The findings were made after an exhaustive three-year analysis of questionnaire data from 2,710 pairs of identical and non-identical twins held in the Australian Twin Registry (ATR) (4).
After removing the influence of differences in religion, education and the effect of the baby boom, the researchers still found heritable genetic differences in three key life history traits. These are the age at which women:
started their periods
had their first baby
reached menopause
Each of these traits was found to be genetically associated with fitness - the ability of an organism to reproduce itself because it is well adapted to its environment.
Out of the three traits it is the age that women had their first baby, which is most significantly associated with reproductive fitness. This means that genes influencing an early age of reproduction in the female population will become more common. In other words, womens genes will predispose them to start reproducing earlier.

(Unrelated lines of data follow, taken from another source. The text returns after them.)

PR #1350, opened 2025-04-30
(feat) Update TypeDoc and TypeScript

ibacher:
# Requirements

## For changes to apps

## If applicable

## Summary

This work updates TypeDoc and Typescript to their latest versions, including a new TypeDoc plugin to replace the previous custom plugin we were using.

Note that output between these two versions are not identical due to changes to TypeDoc. Hopefuly, we can figure out how to adjust anything that isn't convenient.

## Other

I'm a little concerned that certain `@internal` methods might be appearing in the documentation.

This is built on top of #1346 and relies on that being merged first.


denniskigen:
Can we fix this up, @ibacher?

ibacher:
Note: Despite the huge number of line changes, most of those are just due to how Typedoc now generates documentation, as most functions, etc. are now split into separate files. We can always revisit how API docs are generated.

ibacher:
Also, this doesn't appear to be ready yet. Sorry.

PR #1356, opened 2025-05-08
(fix) Add extra guard-rails around `displayedValidationMessages`

ibacher:
# Requirements

## For changes to apps

## If applicable

## Summary

This fixes an obscure and what should be semantically impossible corner case.

The previous implementation of this code was this:

```ts
const displayedValidationMessages = new Set<string>();

function logError(keyPath: string, message: string) {
  const key = `${keyPath}:::${message}`;
  if (!displayedValidationMessages.has(key)) {
    console.error(message);
    displayedValidationMessages.add(key);
  }
}
```

Which transpiles into this (beautified):

```js
var Ie = new Set;
function Re(e, t) {
    var n = "".concat(e, ":::").concat(t);
    Ie.has(n) || (console.error(t),
    Ie.add(n))
}
```

These two snippets are _almost_ semantically identical except that `var` declarations are treated slightly differently than `const` declarations (see [this MDN section](https://developer.mozilla.org/en-US/docs/Web/JavaScript/Guide/Grammar_and_types#variable_hoisting)). Specifically, `var`s are able to be referenced within their scope before the line defining them has been defined.

What seems to be happening here is that the function `logError()` gets called [in](https://github.com/openmrs/openmrs-esm-core/blob/c0100b7d658d363c5be475f683952bf299971254/packages/framework/esm-config/src/module-config/module-config.ts#L458) [a](https://github.com/openmrs/openmrs-esm-core/blob/c0100b7d658d363c5be475f683952bf299971254/packages/framework/esm-config/src/module-config/module-config.ts#L615) [few](https://github.com/openmrs/openmrs-esm-core/blob/c0100b7d658d363c5be475f683952bf299971254/packages/framework/esm-config/src/module-config/module-config.ts#L735) places _before_ the line assigning a value to the `Ie` variable, resulting in a `Cannot find property "has" of type undefined` style error message, which isn't caught or handled resulting in an app crash.

This PR does two things to attempt to make this impossible:

1. The definition of `displayedValidationMessages` is moved to the top of the file, so it should be executed before any functions in this scope are defined, meaning that it should always have a value when the `logError()` function is called, which is how the code-as-written would behave.
2. Adds a couple of guards to try to provide a value for `displayedValidationMessages` if `logError()` somehow gets called before `displayedValidationMessages` is defined.

### DIFF
--- a/packages/framework/esm-config/src/module-config/module-config.ts
+++ b/packages/framework/esm-config/src/module-config/module-config.ts
@@ -74,6 +74,9 @@ temporaryConfigStore.subscribe((tempConfigState) => {
   computeExtensionConfigs(configInternalStore.getState(), configExtensionStore.getState(), tempConfigState);
 });
 
+/** Keep track of which validation errors we have displayed. Each one should only be displayed once. */
+let displayedValidationMessages = new Set<string>();
+
 function computeModuleConfig(state: ConfigInternalStore, tempState: TemporaryConfigStore) {
   for (let moduleName of Object.keys(state.schemas)) {
     // At this point the schema could be either just the implicit schema or the actually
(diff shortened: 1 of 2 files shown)


NethmiRodrigo (approved):
Thanks @ibacher!

PR #1360, opened 2025-05-16
(fix) O3-4707 Update visit context when active visit is created or ended

chibongho:
# Requirements

## For changes to apps

## If applicable

## Summary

Dr Owens believes this work has identified a genetic phenomenon that is likely to have many implications in terms of how human behaviour will change over the next few hundred years.
The influence of social factors on inherited genetic change
Evolutionary biologists have long agreed that the life history of modern humans has been moulded by evolution due to selection that occurred in the past.
Hotly debated however, is whether human life history traits are still under selection, and whether changes in human culture have led to new forms of selection.
Part of the twin data analysis aimed to discover the effect that social, psychological and historical factors had on the number and timing of children born to the 2,710 pairs of twins studied.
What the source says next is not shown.